→ What this task involves: Using the data that follows, report how many lines include "getBoolean"; output no other text.

Saved data entries:

_____

PR #175, opened 2016-02-03
Added proxy support for S3UploadManager

vthakre:
This PR is for adding the proxy settings to enable accessing AWS S3 through proxy server 

@HenryCaiHaiying

### DIFF
--- a/src/main/java/com/pinterest/secor/common/SecorConfig.java
+++ b/src/main/java/com/pinterest/secor/common/SecorConfig.java
@@ -237,6 +237,18 @@ public class SecorConfig {
     public String getAwsEndpoint() {
         return getString("aws.endpoint");
     }
+    
+    public boolean getAwsProxyEnabled(){
+    	return getBoolean("aws.proxy.isEnabled");
+    }
+    
+    public String getAwsProxyHttpHost() {
+        return getString("aws.proxy.http.host");
+    }
+    
+    public int getAwsProxyHttpPort() {
+        return getInt("aws.proxy.http.port");
+    }
 
     public String getAwsRegion() {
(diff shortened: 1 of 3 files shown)


src/main/java/com/pinterest/secor/common/SecorConfig.java
```diff
@@ -237,6 +237,18 @@ public String getAwsSecretKey() {
     public String getAwsEndpoint() {
         return getString("aws.endpoint");
     }
+    
+    public boolean getAwsProxyEnabled(){
+    	return getBoolean("aws.proxy.isEnabled", false);
```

_____

→ Written answer: 2